### WORK INSTRUCTION
Word for word, restate the lines from the one holding "Keeping the Toolbox" through the end of the data below, including both endpoints and nothing more.

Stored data
________________
PR #900, opened 2024-03-31
Parallelize PR CI workflow

ahelwer:
These steps used to execute sequentially and now execute in parallel. This uses three CI VMs instead of one, but now the PR CI completes in 15 minutes instead of 30 minutes. The jobs are as follows:
1. tlatools unit tests (this takes the longest, ~15 minutes)
2. eclipse toolbox maven build/test (~5 minutes)
3. tlaplus/examples integration tests (~10 minutes)

I also upgraded some of the github action versions so they stop printing out node version warnings.

### DIFF
--- a/.github/workflows/pr.yml
+++ b/.github/workflows/pr.yml
@@ -1,95 +1,114 @@
-name: PullRequest builder TLA+
+name: TLA+ PR Validation
 on: [pull_request]
 
 jobs:
-  build:
+  tlatools-build-and-test:
+    name: TLA+ Tools Build & Test
     runs-on: ubuntu-latest
-    env:
-      TLAPS_VERSION: 202210041448
-      MVN_COMMAND: xvfb-run mvn -Dtest.skip=true -Dmaven.test.failure.ignore=true
     steps:
-
-    - uses: actions/checkout@v2
+    - name: Clone tlaplus/tlaplus
+      uses: actions/checkout@v4
       with:
         # Number of commits to fetch. 0 indicates all history.
         # jgit task nested in customBuild.xml fails without history.
-        fetch-depth: '0'
-        
+        fetch-depth: 0
     - name: Set up JDK 11
-      uses: actions/setup-java@v1
+      uses: actions/setup-java@v4
       with:
+        distribution: adopt
         java-version: 11.0.3
-
-      ##
-      ## Run TLC tests.
-      ##
-    - name: Run TLC tests
+    - name: Build & Test Tools
       run: ant -f tlatools/org.lamport.tlatools/customBuild.xml -Dtest.halt=true compile compile-test test dist
-
-      ##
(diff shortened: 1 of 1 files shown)


ahelwer:
@lemmy continuing from your comment here: https://github.com/tlaplus/tlaplus/pull/896#discussion_r1545754310

Do you want to add a matrix so the CI runs on Windows too? Could also do macOS but that tends to be slower. However if it's just for the eclipse toolbox build it should still complete within 15 minutes, which is how long the tlatools unit tests take. Only concern is efficiency of VM usage I guess.

lemmy:
> Do you want to add a matrix so the CI runs on Windows too? Could also do macOS but that tends to be slower. However if it's just for the eclipse toolbox build it should still complete within 15 minutes, which is how long the tlatools unit tests take. Only concern is efficiency of VM usage I guess.

The current CI has to run the Toolbox build on macOS to properly [sign](https://github.com/tlaplus/tlaplus/blob/23f765078cd098a2bc2bc3d19889ba0c64583ca4/.github/workflows/main.yml#L255-L292) the Toolbox on macOS.  

"(Linux)" is wrong: https://github.com/tlaplus/tlaplus/blob/master/.github/workflows/main.yml#L112

ahelwer:
Oh okay so what does that mean for the PR workflow?

lemmy:
The maven build is platform independent: it always creates a Windows, macOS, and Linux build artifact regardless on what platform it runs on.  However, the macOS build artifact goes through a post-processed step (appstore sign), before it is uploaded to our download locations.  Thus, for as long as there is a Toolbox, the Toolbox build has to run on macOS.  A second reason to run the build on Windows, macOS, and Linux is to run UI tests on all platforms.  Unfortunately, this part has been defunct on Windows for a while.

ahelwer:
Well I'm assuming the post-process signing step isn't relevant for the PR CI because the build artifact isn't uploaded anywhere, but do you want the maven build run on windows/linux/macOS in the PR CI or what?

lemmy:
I suggest keeping the maven part of PR.yml until we have a firm plan when to sunset the Toolbox.

ahelwer:
The maven part is kept, it is just run in parellel now.

lemmy:
But can it run on all three platforms?

ahelwer:
Sure, I added a matrix in the maven job to do that.

ahelwer:
@lemmy okay well the Windows build doesn't seem to actually work, what do you want to do about that

lemmy:
Keeping the Toolbox on a lifeline seems to be too much work.   Just go ahead without Windows and lets discuss the Toolbox's EOL at the next Community Meeting.

ahelwer:
Okay done. Workflow succeeds.

lemmy (approved):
________________
### OUTPUT OF THE TASK
Keeping the Toolbox on a lifeline seems to be too much work.   Just go ahead without Windows and lets discuss the Toolbox's EOL at the next Community Meeting.

ahelwer:
Okay done. Workflow succeeds.

lemmy (approved):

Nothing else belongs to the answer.